*The data*.
PR #507, opened 2017-03-22
Link channels via transferrequest API

alavers:
Applies to messenger, telegram and viber

### DIFF
--- a/src/js/services/app.js
+++ b/src/js/services/app.js
@@ -1,6 +1,7 @@
 import * as AppStateActions from '../actions/app-state-actions';
 import { preventMobilePageScroll, allowMobilePageScroll } from '../utils/dom';
 import { resetUnreadCount, connectFayeUser } from './conversation';
+import { fetchTransferRequestCode } from './integrations';
 import { observable } from '../utils/events';
 import { hasLinkableChannels, isChannelLinked } from '../utils/user';
 import { getIntegration } from '../utils/app';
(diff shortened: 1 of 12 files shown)


alavers:
Adding some tests...

src/js/services/app.js
```diff
@@ -74,24 +75,41 @@ export function showChannelPage(channelType) {
...
+            dispatch(AppStateActions.showChannelPage(channelType));
+
+            return dispatch(connectToFayeUser())
+                .then(() => dispatch(channelDetails.onChannelPage()));
+        }
+
+        function openLink() {
             const appChannel = getIntegration(integrations, channelType);
-            const link = channelDetails.getURL(user, appChannel, isLinked);
+            const getCode = channelDetails.usesCode ?
```
lemieux: What's the behavior here? I'm surprised it doesn't trigger the browser popup blocker with all of this since we are calling `window.open` so late in the process. Otherwise, do we have some sort of ui feedback while it waits for a code?

alavers: I didn't implement any UI feedback, it didn't seem necessary since it's a pretty fast API.

Wasn't aware of the popup blocker danger. Assuming the code was safe before, do you know how popup blockers were linking the UI event to the window.open before this change? Do you know much of a delay might cause popup blocker to intervene?

alavers:
Added a pretty low hanging fruit unit test. Doesn't seem like `app.showChannelPage` is very well covered, am I missing something somewhere?

src/js/services/app.js
lemieux: the popup blocker isn't triggered if `window.open` is called in a direct response to a user action... I think once you add a promise in the mix, you exit the current event stack and the browser doesn't consider it in response to a user action and triggers the popup blocker.

alavers:
For context, to address the popup blocker issue I'm going to give messenger and telegram their own config panels like the rest of the channels. This changes a lot in this PR, I'll just open a new one.

*Hi, I'm Kevin Gauthier and I approve this UI change*

PR #508, opened 2017-03-23
Throttle getMessages calls

alavers:
I have the default throttle interval set to 5 seconds, open to feedback on that.

Note that this throttling does not apply to get scrolling pagination, and each user gets their own throttle, so if you log in as a different user you won't have to wait 5 seconds to see your conversation.

### DIFF
--- a/src/js/utils/throttle.js
+++ b/src/js/utils/throttle.js
@@ -1,0 +1,32 @@
+
+/**
+ * Throttle for functions that return a promise. If additional calls are made
+ * while the throttle is on, the original promise will be returned.
+ *
+ * Usage:
+ *
+ * const func = () => Promise.resolve('foo')
+ *
+ * const throttle = new Throttle();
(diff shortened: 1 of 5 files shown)


src/js/utils/throttle.js
```diff
@@ -0,0 +1,32 @@
...
+ *
+ * Usage:
+ *
+ * const func = () => Promise.resolve('foo')
+ *
+ * const throttle = new Throttle();
+ * const throttledFunc = () => throttle.exec(() => func());
+ * throttledFunc().then((foo) => {})
+ */
+export class Throttle {
```
jpjoyal: Surprised we didn't have this in our toolbox via a 3rd party lib

alavers: 3rd party promise throttles do exist, but I feel it's below the complexity threshold to justify adding a dependency.

PR #509, opened 2017-03-27
Link channels via transferrequest API

alavers:
Applies to messenger, telegram and viber

(a second take on https://github.com/smooch/smooch-js/pull/507 that is popup blocker friendly)

messenger
telegram
viber
list

Unit tests coming


alavers:
Note also that Viber has a channel page on both desktop and mobile. It's a QR code on desktop, and a `viber://` link on mobile. (the above gif shows what it looks like in mobile)

src/js/components/channels/transfer-request-channel-content.jsx
```diff
@@ -0,0 +1,62 @@
...
+export class TransferRequestChannelContentComponent extends Component {
+
+    static propTypes = {
+        channelState: PropTypes.object.isRequired,
+        transferError: PropTypes.string
+    };
+
+    onLink = () => {
+        const {dispatch, type} = this.props;
+        dispatch(resetTransferRequestCode(type));
```
lemieux: if those actions aren't async (using thunks), you can batch them using `batchActions`. It will optimize rendering.

src/js/components/channels/transfer-request-channel-content.jsx
```diff
@@ -0,0 +1,62 @@
...
+
+        if (hasError) {
+            return <a className={ 'sk-error-link' }
+                      onClick={ this.onTryAgain }>
+                      { transferError }
+                   </a>;
+        }
+
+        if (transferRequestCode) {
+            return <a alt='Connect'
```
lemieux: Should this be styled as a button instead of a small link?

src/js/components/channels/transfer-request-channel-content.jsx
```diff
@@ -0,0 +1,62 @@
...
+                      target='_blank'
+                      onClick={ this.onLink }
+                      href={ url }>Connect</a>;
+        }
+
+        const loadingStyle = {
+            height: 40,
```
lemieux: use units pls! It's already on its way out to not use units in React.

src/js/components/channels/transfer-request-channel-content.jsx
alavers: I'll @kvgauthier ize it

PR #528, opened 2017-04-13
Call unthrottled getMessage action when connecting faye

### LINKED ISSUE #527: Smooch.sendMessage no longer gets a reply
I'm using an embedded widget, and using `Smooch.sendMessage()` when the widget is ready.
The message is sent, but I don't get a reply. 
Here's a minimal test-case: https://jsfiddle.net/49jwet9r/5/

After `sendMessage("Welcome")` a "Pleased to meet you" whisper should be received. 
The whisper is there if I look at [the logs](https://i.imgur.com/U4gEVCH.png) but nothing comes back on the front-end. If you simply re-run the fiddle you'll see both messages there, as expected.

Since I know this was working for me before, I built smooch.js **v3.13.3** from source, and the problem is not there. 
See the same demo using that older version: https://jsfiddle.net/49jwet9r/8/

Expected behavior.

lemieux:
This should fix #527. In this example, `getConversation` is called before sending a message which triggers the throttling of `getMessage` which then makes the one on `transport:up` meaningless because it gets throttled.

This makes sure we call the unthrottled version of `getMessages` when faye connects no matter what. It's really the only place where throttling shouldn't happen so we don't miss messages.

### DIFF
--- a/src/js/components/conversation.jsx
+++ b/src/js/components/conversation.jsx
@@ -26,7 +26,7 @@ export class ConversationComponent extends Component {
         embedded: PropTypes.bool.isRequired,
         shouldScrollToBottom: PropTypes.bool.isRequired,
         isFetchingMoreMessages: PropTypes.bool.isRequired,
-        hasMoreMessages: PropTypes.bool.isRequired,
+        hasMoreMessages: PropTypes.bool,
         introHeight: PropTypes.number,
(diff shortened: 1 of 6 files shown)


lemieux:
Hmm I'll close this since we added throttling just pretty much to cover excessive `transport:up` on a flaky connection.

*How to complete this task*. Which of the lines above hold the string "whisper"? Pick each of them out.

*Completed exercise*.
After `sendMessage("Welcome")` a "Pleased to meet you" whisper should be received. 
The whisper is there if I look at [the logs](https://i.imgur.com/U4gEVCH.png) but nothing comes back on the front-end. If you simply re-run the fiddle you'll see both messages there, as expected.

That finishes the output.